=== Begin Enclosure ===

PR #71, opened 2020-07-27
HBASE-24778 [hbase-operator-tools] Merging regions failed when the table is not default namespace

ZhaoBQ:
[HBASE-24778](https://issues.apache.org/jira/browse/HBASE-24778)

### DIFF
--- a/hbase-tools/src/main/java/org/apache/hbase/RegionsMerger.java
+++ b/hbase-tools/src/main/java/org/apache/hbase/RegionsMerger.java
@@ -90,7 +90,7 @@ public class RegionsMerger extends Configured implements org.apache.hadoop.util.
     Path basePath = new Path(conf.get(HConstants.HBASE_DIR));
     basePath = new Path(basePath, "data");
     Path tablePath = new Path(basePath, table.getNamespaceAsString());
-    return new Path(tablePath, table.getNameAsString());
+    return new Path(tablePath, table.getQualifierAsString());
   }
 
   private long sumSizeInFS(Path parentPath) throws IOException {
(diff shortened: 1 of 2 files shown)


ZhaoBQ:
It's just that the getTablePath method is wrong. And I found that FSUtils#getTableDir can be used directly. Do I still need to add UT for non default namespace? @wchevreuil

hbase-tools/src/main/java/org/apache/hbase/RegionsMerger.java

=== End Enclosure ===

▶ [Exercise objective]: Return every record in full, word for word.

▶ [Completed exercise]:
PR #71, opened 2020-07-27
HBASE-24778 [hbase-operator-tools] Merging regions failed when the table is not default namespace

ZhaoBQ:
[HBASE-24778](https://issues.apache.org/jira/browse/HBASE-24778)

### DIFF
--- a/hbase-tools/src/main/java/org/apache/hbase/RegionsMerger.java
+++ b/hbase-tools/src/main/java/org/apache/hbase/RegionsMerger.java
@@ -90,7 +90,7 @@ public class RegionsMerger extends Configured implements org.apache.hadoop.util.
     Path basePath = new Path(conf.get(HConstants.HBASE_DIR));
     basePath = new Path(basePath, "data");
     Path tablePath = new Path(basePath, table.getNamespaceAsString());
-    return new Path(tablePath, table.getNameAsString());
+    return new Path(tablePath, table.getQualifierAsString());
   }
 
   private long sumSizeInFS(Path parentPath) throws IOException {
(diff shortened: 1 of 2 files shown)


ZhaoBQ:
It's just that the getTablePath method is wrong. And I found that FSUtils#getTableDir can be used directly. Do I still need to add UT for non default namespace? @wchevreuil

hbase-tools/src/main/java/org/apache/hbase/RegionsMerger.java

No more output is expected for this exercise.